[Start of Attachment]
PR #4786, opened 2024-07-19
fix: filter duplicate subexpressions

mhuisi:
For every parenthesized expression `(foo)`, the InfoView produces an interactive component both for `(foo)` itself and its subexpression `foo` because the corresponding `TaggedText` in the language server is duplicated as well. Both of these subexpressions have the same subexpression position and so they are identical w.r.t. interactive features. 

Removing this duplication would help reduce the size of the DOM of the InfoView and ensure that the UI for InfoView features is consistent for `(foo)` and `foo` (e.g. hovers would always highlight `(foo)`, not either `(foo)` or `foo` depending on whether the mouse cursor is on the bracket or not). It would also help resolve a bug where selecting a subexpression will yield selection highlighting both for `(foo)` and `foo`, as we use the subexpression position to identify which terms to highlight.

This PR adjusts the parenthesizer to move the corresponding info instead of duplicating it.

### DIFF
--- a/src/Lean/PrettyPrinter/Parenthesizer.lean
+++ b/src/Lean/PrettyPrinter/Parenthesizer.lean
@@ -350,15 +350,17 @@ def term.parenthesizer : CategoryParenthesizer | prec => do
   maybeParenthesize `term true wrapParens prec $
     parenthesizeCategoryCore `term prec
 where
-  /-- Wraps the term `stx` in parentheses and then copies its `SourceInfo` to the result.
-  The purpose of this is to copy synthetic delaborator positions from the `stx` node to the parentheses node,
-  which causes the info view to view both of these nodes as referring to the same expression.
-  If we did not copy info, the info view would consider the parentheses to belong to the outer term.
+  /-- Wraps the term `stx` in parentheses and then moves its `SourceInfo` to the result.
+  The purpose of this is to move synthetic delaborator positions from the `stx` node to the parentheses node,
+  which causes the info view to view the node with parentheses as referring to the parenthesized expression.
+  If we did not move info, the info view would consider the parentheses to belong to the outer term.
   Note: we do not do `withRef stx` because that causes the "(" and ")" tokens to have source info as well,
   causing the info view to highlight each parenthesis as an independent expression. -/
   wrapParens (stx : Syntax) : Syntax := Unhygienic.run do
+    let stxInfo := SourceInfo.fromRef stx
+    let stx := stx.setInfo .none
     let pstx ← `(($(⟨stx⟩)))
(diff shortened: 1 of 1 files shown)


Vtec234:
One question before thinking about the details of filtering: why do this here rather than somewhere earlier? Perhaps it should be viewed a bug in the delaborator or somewhere in the pretty-printer that it produces both of these rather than just one?

kmill:
Here's where the parenthesizer adds parentheses and copies source position from the syntax being parenthesized: https://github.com/leanprover/lean4/blob/master/src/Lean/PrettyPrinter/Parenthesizer.lean#L353-L361

The reason it doesn't delete source position from the syntax is because it's using `SourceInfo.fromRef`, which is willing to descend into the syntax to find something, and we just didn't implement the algorithm to try to correctly delete source position from the inner expression (being able to hover over the parentheses was a good enough improvement on its own). Potentially using `SourceInfo.fromRef` is incorrect here, and it ought to try to only get source position from the syntax node/atom itself, which would make deleting easy.

On the other hand, the filtering approach in the PR might be a way to address that comment in the linked code about why it doesn't use withRef — this PR would keep each parenthesis from being individually hoverable, right?

mhuisi:
> On the other hand, the filtering approach in the PR might be a way to address that comment in the linked code about why it doesn't use withRef — this PR would keep each parenthesis from being individually hoverable, right?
[End of Attachment]
**AIM OF THE TASK**.
Repeat the material, keeping every word exactly as it is.

**TASK RESULT**.
PR #4786, opened 2024-07-19
fix: filter duplicate subexpressions

mhuisi:
For every parenthesized expression `(foo)`, the InfoView produces an interactive component both for `(foo)` itself and its subexpression `foo` because the corresponding `TaggedText` in the language server is duplicated as well. Both of these subexpressions have the same subexpression position and so they are identical w.r.t. interactive features. 

Removing this duplication would help reduce the size of the DOM of the InfoView and ensure that the UI for InfoView features is consistent for `(foo)` and `foo` (e.g. hovers would always highlight `(foo)`, not either `(foo)` or `foo` depending on whether the mouse cursor is on the bracket or not). It would also help resolve a bug where selecting a subexpression will yield selection highlighting both for `(foo)` and `foo`, as we use the subexpression position to identify which terms to highlight.

This PR adjusts the parenthesizer to move the corresponding info instead of duplicating it.

### DIFF
--- a/src/Lean/PrettyPrinter/Parenthesizer.lean
+++ b/src/Lean/PrettyPrinter/Parenthesizer.lean
@@ -350,15 +350,17 @@ def term.parenthesizer : CategoryParenthesizer | prec => do
   maybeParenthesize `term true wrapParens prec $
     parenthesizeCategoryCore `term prec
 where
-  /-- Wraps the term `stx` in parentheses and then copies its `SourceInfo` to the result.
-  The purpose of this is to copy synthetic delaborator positions from the `stx` node to the parentheses node,
-  which causes the info view to view both of these nodes as referring to the same expression.
-  If we did not copy info, the info view would consider the parentheses to belong to the outer term.
+  /-- Wraps the term `stx` in parentheses and then moves its `SourceInfo` to the result.
+  The purpose of this is to move synthetic delaborator positions from the `stx` node to the parentheses node,
+  which causes the info view to view the node with parentheses as referring to the parenthesized expression.
+  If we did not move info, the info view would consider the parentheses to belong to the outer term.
   Note: we do not do `withRef stx` because that causes the "(" and ")" tokens to have source info as well,
   causing the info view to highlight each parenthesis as an independent expression. -/
   wrapParens (stx : Syntax) : Syntax := Unhygienic.run do
+    let stxInfo := SourceInfo.fromRef stx
+    let stx := stx.setInfo .none
     let pstx ← `(($(⟨stx⟩)))
(diff shortened: 1 of 1 files shown)


Vtec234:
One question before thinking about the details of filtering: why do this here rather than somewhere earlier? Perhaps it should be viewed a bug in the delaborator or somewhere in the pretty-printer that it produces both of these rather than just one?

kmill:
Here's where the parenthesizer adds parentheses and copies source position from the syntax being parenthesized: https://github.com/leanprover/lean4/blob/master/src/Lean/PrettyPrinter/Parenthesizer.lean#L353-L361

The reason it doesn't delete source position from the syntax is because it's using `SourceInfo.fromRef`, which is willing to descend into the syntax to find something, and we just didn't implement the algorithm to try to correctly delete source position from the inner expression (being able to hover over the parentheses was a good enough improvement on its own). Potentially using `SourceInfo.fromRef` is incorrect here, and it ought to try to only get source position from the syntax node/atom itself, which would make deleting easy.

On the other hand, the filtering approach in the PR might be a way to address that comment in the linked code about why it doesn't use withRef — this PR would keep each parenthesis from being individually hoverable, right?

mhuisi:
> On the other hand, the filtering approach in the PR might be a way to address that comment in the linked code about why it doesn't use withRef — this PR would keep each parenthesis from being individually hoverable, right?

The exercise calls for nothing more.